- _ACTION ITEM_
Within the records below, find each line that holds the string "creates", then copy it.

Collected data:
========
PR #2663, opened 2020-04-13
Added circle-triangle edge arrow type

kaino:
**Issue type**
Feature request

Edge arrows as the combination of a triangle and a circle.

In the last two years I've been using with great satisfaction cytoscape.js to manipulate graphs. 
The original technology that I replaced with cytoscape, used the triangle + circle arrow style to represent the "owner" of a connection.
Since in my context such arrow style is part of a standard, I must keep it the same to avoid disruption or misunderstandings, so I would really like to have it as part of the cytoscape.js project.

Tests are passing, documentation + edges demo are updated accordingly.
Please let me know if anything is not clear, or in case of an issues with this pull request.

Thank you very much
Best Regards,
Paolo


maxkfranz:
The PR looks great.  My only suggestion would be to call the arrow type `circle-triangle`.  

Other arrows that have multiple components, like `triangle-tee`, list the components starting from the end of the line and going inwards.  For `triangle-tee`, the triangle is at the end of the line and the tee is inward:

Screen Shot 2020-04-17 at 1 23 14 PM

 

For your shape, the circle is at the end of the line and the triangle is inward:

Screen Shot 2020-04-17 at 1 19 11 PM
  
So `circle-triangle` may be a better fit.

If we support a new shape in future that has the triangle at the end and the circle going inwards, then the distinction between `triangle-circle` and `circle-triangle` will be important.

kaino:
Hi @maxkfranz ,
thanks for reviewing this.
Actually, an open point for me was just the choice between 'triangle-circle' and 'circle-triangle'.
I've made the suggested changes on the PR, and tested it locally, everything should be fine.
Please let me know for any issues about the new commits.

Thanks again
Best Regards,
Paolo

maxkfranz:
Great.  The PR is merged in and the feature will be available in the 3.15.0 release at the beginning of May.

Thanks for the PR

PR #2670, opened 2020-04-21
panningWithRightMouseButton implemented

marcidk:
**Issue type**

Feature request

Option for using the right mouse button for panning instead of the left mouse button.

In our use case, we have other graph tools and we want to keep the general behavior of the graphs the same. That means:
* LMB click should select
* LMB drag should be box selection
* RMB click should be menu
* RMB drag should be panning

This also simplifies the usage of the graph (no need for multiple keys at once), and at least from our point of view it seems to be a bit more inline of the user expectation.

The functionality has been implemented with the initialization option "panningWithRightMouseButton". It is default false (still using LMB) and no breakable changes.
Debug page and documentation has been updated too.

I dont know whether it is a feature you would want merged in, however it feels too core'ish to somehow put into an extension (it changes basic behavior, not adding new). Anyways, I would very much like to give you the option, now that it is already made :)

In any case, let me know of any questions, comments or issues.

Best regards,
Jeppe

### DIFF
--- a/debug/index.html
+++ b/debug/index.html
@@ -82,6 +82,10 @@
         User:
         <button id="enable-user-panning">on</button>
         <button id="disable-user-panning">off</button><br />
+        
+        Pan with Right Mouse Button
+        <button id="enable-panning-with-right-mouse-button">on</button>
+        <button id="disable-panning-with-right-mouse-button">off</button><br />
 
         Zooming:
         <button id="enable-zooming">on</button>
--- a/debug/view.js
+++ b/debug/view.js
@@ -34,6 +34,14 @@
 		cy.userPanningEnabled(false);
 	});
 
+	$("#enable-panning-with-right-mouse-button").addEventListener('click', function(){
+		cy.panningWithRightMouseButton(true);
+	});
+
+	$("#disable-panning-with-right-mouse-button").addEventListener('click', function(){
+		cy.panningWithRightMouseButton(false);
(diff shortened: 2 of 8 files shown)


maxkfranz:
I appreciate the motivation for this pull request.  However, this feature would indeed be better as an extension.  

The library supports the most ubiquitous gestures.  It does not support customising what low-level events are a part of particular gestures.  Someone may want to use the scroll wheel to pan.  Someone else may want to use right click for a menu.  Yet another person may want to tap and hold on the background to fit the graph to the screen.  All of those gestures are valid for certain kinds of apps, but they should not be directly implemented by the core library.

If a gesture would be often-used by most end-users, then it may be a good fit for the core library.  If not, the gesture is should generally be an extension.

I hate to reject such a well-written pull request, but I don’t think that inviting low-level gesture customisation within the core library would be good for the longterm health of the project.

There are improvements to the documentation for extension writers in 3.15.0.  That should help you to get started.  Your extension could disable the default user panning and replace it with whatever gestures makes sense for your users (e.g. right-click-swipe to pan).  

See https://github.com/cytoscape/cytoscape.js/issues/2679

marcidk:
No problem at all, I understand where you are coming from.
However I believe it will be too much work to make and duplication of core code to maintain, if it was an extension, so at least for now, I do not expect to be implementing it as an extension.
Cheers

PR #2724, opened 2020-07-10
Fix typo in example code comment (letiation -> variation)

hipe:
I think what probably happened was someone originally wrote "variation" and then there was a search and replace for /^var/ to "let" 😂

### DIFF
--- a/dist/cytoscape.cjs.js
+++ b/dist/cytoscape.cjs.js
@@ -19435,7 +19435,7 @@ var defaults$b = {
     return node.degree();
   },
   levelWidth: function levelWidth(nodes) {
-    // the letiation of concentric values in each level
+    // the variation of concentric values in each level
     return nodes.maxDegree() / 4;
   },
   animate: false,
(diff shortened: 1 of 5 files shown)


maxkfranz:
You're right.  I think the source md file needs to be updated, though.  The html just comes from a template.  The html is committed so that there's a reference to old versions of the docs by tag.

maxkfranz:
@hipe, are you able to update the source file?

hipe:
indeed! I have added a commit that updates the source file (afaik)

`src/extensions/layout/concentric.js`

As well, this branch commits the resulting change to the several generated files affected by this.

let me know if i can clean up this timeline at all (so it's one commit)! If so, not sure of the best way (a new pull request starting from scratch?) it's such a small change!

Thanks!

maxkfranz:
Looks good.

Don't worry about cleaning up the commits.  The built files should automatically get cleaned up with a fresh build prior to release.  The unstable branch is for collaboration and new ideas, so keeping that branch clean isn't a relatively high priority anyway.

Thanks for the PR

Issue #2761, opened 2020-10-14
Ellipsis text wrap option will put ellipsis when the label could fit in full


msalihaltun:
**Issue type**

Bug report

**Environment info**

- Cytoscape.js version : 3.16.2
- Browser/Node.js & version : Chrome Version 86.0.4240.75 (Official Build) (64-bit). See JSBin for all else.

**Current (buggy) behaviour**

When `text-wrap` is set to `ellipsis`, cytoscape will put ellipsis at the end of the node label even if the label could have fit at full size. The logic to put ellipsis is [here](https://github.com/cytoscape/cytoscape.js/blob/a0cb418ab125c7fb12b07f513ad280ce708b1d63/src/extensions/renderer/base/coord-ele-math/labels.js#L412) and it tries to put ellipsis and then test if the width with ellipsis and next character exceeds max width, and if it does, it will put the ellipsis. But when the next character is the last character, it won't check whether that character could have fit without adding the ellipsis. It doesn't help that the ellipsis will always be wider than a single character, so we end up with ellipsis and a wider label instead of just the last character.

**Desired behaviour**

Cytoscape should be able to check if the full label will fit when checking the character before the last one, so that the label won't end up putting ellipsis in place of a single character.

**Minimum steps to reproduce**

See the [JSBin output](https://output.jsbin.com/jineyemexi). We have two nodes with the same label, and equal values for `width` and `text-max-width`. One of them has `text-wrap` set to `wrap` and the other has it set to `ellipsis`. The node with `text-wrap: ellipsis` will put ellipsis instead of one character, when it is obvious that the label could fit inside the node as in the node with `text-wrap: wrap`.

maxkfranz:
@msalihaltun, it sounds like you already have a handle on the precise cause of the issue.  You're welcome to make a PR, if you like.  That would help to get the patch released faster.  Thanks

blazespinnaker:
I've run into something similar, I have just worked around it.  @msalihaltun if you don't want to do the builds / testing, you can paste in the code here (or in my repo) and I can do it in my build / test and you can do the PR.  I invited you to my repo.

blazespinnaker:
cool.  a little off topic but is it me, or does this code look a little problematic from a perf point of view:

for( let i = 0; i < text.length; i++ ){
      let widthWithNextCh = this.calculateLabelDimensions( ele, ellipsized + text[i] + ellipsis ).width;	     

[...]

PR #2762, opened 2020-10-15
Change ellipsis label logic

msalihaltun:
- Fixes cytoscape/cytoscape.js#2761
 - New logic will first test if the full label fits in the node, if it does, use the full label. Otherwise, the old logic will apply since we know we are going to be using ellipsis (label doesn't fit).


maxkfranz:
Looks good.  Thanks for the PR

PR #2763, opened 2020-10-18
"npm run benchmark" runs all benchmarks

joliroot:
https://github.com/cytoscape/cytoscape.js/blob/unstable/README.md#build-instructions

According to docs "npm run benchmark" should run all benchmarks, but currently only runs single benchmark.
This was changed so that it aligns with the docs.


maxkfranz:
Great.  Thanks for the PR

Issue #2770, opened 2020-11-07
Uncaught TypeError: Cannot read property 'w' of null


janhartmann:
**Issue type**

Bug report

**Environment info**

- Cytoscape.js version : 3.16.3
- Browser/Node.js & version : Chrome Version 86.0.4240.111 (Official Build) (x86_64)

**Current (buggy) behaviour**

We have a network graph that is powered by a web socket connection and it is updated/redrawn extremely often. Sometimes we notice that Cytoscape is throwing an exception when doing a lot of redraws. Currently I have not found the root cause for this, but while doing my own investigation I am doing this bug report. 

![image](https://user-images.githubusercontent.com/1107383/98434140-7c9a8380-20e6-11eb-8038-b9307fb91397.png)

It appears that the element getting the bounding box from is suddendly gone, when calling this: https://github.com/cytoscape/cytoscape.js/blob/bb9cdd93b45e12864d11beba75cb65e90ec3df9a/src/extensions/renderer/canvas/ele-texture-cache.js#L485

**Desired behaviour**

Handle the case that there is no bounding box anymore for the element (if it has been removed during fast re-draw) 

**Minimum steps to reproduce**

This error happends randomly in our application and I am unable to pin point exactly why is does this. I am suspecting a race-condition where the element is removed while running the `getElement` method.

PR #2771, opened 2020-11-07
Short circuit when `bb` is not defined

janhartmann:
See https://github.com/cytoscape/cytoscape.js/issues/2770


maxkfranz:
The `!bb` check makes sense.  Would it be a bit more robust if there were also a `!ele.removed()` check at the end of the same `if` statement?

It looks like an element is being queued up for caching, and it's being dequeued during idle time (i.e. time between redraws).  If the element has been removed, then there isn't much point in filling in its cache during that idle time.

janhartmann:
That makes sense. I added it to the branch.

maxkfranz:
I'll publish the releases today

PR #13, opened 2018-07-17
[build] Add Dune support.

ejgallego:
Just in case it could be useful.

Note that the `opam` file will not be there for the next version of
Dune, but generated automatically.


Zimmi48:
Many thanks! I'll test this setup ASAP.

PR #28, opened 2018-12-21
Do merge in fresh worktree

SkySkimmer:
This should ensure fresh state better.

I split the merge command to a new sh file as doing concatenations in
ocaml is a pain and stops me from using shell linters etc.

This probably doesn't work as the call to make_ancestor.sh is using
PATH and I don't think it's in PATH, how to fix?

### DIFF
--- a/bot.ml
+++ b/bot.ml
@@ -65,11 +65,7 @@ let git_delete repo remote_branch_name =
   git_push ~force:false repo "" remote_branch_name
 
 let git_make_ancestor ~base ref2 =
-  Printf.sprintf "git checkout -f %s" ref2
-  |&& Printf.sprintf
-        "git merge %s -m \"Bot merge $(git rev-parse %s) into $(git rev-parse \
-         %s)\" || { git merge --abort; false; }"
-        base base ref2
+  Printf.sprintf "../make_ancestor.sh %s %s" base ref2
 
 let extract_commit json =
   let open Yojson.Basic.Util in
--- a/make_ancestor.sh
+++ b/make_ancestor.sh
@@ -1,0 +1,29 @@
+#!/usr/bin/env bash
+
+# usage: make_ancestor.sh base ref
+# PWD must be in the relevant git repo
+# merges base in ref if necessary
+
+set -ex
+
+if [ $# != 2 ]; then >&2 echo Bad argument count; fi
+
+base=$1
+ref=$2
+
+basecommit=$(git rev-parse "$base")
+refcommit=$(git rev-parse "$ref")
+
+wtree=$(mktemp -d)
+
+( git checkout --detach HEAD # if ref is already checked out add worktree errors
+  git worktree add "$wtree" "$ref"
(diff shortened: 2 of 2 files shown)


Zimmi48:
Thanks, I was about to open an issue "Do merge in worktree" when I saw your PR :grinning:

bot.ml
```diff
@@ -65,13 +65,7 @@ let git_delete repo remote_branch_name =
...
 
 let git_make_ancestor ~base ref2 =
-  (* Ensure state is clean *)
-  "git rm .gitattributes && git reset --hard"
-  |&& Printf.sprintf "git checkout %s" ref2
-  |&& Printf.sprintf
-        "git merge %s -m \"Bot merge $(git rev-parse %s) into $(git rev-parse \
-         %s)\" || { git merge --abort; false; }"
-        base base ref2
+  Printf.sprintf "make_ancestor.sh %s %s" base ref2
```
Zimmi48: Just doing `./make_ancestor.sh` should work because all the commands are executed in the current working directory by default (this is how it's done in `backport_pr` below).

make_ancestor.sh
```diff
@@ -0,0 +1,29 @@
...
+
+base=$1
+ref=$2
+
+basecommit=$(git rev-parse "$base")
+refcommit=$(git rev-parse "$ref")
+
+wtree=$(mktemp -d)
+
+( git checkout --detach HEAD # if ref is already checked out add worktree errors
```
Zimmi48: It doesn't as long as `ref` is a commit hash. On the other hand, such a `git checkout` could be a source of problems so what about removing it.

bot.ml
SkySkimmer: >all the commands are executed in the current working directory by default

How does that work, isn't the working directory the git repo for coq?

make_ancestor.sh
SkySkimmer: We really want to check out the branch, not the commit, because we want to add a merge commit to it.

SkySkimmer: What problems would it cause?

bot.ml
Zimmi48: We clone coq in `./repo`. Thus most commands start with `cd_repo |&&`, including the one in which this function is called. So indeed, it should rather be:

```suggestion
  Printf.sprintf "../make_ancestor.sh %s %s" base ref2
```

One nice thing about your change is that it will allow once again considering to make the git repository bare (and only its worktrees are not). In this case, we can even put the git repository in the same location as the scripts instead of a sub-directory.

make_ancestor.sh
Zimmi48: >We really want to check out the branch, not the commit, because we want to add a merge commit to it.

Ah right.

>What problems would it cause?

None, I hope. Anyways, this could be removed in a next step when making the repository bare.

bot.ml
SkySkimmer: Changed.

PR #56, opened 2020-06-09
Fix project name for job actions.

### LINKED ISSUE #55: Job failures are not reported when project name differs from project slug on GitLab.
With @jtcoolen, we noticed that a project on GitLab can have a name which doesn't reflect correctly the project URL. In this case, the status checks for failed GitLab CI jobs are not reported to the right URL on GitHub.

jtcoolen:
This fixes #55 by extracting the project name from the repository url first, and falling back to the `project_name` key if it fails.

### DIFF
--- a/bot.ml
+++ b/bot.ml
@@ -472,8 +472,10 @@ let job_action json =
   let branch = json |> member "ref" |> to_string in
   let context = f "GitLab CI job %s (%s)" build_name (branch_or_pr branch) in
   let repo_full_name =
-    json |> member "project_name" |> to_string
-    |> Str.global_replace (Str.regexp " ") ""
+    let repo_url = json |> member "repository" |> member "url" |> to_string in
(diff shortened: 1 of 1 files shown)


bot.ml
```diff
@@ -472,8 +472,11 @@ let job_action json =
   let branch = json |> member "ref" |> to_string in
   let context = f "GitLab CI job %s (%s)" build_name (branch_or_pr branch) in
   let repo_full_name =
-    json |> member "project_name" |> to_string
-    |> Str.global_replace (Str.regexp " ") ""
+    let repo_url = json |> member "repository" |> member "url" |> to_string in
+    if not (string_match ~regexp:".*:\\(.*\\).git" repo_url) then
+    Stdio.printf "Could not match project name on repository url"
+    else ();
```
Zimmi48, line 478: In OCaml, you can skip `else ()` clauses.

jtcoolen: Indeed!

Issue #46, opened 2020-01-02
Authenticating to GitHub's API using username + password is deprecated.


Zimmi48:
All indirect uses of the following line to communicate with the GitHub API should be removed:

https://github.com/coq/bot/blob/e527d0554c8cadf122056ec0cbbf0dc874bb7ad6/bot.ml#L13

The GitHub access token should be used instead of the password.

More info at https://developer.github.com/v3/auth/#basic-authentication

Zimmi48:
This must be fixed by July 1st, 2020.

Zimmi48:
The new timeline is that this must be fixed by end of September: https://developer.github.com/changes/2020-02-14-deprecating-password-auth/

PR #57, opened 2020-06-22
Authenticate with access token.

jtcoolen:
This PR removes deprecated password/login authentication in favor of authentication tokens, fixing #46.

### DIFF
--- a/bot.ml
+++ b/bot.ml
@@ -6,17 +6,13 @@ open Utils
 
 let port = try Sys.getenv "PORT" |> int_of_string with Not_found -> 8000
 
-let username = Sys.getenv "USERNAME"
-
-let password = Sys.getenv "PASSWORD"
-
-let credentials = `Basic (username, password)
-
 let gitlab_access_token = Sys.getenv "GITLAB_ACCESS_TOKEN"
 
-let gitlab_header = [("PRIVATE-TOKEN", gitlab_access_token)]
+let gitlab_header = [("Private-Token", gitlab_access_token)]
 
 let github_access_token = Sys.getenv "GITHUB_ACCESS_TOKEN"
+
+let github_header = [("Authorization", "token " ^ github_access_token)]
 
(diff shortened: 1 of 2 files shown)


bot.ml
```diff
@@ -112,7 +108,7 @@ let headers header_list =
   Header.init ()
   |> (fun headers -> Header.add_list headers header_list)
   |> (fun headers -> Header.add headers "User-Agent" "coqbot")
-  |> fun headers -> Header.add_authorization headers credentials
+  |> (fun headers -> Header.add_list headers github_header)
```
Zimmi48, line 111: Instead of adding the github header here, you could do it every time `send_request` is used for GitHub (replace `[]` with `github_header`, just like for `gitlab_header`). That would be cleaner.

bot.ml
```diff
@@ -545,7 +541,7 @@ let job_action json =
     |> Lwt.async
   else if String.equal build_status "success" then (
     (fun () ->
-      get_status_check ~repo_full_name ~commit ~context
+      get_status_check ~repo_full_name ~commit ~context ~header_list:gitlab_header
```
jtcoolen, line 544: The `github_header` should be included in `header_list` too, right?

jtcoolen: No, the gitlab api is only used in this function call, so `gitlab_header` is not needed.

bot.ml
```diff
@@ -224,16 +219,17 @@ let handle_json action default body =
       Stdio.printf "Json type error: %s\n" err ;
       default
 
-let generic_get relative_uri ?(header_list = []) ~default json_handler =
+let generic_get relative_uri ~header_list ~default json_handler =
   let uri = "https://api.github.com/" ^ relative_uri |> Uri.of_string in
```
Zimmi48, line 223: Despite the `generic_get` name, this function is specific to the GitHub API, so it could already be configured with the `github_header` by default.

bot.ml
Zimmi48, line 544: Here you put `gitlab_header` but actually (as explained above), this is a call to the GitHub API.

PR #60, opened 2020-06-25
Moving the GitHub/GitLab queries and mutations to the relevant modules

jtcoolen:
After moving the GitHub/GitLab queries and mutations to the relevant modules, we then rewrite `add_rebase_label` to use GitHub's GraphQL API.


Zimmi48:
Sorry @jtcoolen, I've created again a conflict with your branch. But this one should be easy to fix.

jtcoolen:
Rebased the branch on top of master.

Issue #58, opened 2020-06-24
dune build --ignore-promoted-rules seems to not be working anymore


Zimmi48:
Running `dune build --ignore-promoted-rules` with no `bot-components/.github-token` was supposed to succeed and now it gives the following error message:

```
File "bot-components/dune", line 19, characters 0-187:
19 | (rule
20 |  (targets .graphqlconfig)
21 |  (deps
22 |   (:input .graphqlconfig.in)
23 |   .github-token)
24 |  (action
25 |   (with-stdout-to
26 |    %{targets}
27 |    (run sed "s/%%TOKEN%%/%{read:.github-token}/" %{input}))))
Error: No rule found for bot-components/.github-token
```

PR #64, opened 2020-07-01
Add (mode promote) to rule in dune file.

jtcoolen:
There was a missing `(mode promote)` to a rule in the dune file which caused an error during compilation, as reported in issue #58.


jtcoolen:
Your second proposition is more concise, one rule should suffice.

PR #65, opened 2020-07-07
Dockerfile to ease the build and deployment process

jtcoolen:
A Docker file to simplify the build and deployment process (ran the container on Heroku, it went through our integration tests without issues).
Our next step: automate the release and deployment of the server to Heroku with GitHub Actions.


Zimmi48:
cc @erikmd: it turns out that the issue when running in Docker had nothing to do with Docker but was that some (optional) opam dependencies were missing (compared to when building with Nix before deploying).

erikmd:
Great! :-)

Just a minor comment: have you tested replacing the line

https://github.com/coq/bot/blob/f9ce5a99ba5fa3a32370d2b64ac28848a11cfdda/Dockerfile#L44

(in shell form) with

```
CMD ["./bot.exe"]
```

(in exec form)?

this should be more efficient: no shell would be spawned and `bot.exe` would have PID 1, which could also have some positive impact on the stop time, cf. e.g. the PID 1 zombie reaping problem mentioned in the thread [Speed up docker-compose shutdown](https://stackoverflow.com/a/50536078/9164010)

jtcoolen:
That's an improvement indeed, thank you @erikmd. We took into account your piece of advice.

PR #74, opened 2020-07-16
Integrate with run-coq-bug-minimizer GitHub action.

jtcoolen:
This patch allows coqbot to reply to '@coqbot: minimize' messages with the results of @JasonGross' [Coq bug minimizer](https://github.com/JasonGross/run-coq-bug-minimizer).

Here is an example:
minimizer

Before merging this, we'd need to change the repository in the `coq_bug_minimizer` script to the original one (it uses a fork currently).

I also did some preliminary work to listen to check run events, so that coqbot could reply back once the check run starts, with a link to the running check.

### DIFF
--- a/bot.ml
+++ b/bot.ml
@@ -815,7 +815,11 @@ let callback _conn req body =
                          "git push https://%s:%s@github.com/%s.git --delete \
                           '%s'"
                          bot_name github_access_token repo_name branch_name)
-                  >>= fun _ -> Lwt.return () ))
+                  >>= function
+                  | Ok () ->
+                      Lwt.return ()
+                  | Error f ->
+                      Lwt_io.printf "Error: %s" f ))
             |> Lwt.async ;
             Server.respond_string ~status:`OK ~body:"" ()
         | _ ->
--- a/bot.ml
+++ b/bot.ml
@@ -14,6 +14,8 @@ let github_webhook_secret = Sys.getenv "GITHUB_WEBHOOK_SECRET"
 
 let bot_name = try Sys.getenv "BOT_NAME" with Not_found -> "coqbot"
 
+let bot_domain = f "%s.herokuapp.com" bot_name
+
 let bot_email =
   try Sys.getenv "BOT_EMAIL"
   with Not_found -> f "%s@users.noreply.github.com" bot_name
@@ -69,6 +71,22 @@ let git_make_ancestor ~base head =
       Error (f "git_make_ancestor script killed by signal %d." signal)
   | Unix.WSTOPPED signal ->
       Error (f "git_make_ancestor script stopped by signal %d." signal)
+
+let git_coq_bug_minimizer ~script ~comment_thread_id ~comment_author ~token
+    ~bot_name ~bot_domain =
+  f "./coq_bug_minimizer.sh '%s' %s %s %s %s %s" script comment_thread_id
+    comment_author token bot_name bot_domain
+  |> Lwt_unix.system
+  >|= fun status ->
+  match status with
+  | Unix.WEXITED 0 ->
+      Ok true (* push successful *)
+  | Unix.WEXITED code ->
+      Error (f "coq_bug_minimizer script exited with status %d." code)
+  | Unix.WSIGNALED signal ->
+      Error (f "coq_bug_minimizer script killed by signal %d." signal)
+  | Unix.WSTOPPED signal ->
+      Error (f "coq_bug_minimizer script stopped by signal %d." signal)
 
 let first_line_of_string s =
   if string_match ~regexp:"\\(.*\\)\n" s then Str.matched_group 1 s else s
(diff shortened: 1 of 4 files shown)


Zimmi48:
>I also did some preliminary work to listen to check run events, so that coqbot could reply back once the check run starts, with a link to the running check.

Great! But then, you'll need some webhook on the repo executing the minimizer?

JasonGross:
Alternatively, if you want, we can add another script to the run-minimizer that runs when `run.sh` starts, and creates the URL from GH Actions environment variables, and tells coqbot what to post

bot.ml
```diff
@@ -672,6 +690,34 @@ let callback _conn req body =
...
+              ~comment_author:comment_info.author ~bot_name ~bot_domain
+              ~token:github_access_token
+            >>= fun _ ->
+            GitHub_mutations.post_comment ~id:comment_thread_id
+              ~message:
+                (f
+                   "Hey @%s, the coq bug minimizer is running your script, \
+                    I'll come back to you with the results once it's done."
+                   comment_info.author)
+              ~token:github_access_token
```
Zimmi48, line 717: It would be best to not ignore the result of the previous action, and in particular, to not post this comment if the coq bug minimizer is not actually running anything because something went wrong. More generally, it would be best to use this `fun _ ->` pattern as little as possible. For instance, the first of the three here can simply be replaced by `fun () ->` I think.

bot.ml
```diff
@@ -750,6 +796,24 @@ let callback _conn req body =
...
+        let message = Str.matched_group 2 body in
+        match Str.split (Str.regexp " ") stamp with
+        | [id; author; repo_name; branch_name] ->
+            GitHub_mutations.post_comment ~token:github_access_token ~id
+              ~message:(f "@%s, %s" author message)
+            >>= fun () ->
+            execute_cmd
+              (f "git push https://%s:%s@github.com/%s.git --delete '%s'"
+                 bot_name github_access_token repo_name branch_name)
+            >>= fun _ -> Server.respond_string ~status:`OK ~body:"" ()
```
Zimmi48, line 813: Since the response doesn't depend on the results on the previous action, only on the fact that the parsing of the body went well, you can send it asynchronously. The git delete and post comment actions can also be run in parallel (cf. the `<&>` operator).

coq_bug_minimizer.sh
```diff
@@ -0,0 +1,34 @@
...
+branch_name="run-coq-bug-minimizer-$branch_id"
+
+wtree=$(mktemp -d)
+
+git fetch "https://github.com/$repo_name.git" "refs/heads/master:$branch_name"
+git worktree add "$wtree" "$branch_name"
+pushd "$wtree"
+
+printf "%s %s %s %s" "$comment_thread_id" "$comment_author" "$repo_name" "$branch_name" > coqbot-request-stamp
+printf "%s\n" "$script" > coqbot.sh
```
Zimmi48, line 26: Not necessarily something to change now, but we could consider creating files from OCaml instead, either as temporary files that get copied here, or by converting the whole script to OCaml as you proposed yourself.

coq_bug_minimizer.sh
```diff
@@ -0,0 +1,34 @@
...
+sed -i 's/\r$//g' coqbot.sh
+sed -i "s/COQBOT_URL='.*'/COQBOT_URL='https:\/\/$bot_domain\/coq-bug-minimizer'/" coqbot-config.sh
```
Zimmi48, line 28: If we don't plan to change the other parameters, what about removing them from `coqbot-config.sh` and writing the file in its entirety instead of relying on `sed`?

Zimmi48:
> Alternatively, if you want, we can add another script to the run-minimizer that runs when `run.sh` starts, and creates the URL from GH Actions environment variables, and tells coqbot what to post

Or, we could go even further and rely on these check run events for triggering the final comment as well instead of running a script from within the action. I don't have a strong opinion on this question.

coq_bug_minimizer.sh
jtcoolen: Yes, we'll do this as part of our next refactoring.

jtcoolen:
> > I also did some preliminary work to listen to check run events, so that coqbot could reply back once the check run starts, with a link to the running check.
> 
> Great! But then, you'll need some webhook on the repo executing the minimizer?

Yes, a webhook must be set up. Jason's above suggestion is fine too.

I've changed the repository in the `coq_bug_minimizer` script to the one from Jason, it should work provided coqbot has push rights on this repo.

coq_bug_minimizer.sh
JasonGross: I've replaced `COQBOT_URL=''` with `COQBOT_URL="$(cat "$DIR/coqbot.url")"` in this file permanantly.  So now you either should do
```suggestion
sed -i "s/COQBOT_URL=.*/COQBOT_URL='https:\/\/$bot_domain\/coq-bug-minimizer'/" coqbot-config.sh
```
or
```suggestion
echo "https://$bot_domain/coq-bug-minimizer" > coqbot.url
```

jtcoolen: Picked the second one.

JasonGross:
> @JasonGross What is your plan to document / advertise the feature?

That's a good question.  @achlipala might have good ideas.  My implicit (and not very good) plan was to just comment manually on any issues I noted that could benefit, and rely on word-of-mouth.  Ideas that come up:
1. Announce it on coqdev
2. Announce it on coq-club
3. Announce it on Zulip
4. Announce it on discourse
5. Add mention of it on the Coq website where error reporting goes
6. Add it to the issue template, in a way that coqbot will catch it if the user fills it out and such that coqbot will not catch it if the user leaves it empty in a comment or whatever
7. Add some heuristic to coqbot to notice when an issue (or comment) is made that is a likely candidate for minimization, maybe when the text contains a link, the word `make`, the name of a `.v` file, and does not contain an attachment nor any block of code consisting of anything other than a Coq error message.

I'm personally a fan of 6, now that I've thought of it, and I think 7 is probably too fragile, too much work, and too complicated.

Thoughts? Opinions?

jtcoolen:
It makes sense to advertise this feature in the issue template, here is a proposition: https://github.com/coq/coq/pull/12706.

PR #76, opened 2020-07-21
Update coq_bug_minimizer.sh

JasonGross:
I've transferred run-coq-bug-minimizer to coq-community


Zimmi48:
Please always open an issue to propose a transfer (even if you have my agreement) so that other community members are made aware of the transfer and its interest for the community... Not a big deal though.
========
- _ANSWER AREA_
Alternatively, if you want, we can add another script to the run-minimizer that runs when `run.sh` starts, and creates the URL from GH Actions environment variables, and tells coqbot what to post
> Alternatively, if you want, we can add another script to the run-minimizer that runs when `run.sh` starts, and creates the URL from GH Actions environment variables, and tells coqbot what to post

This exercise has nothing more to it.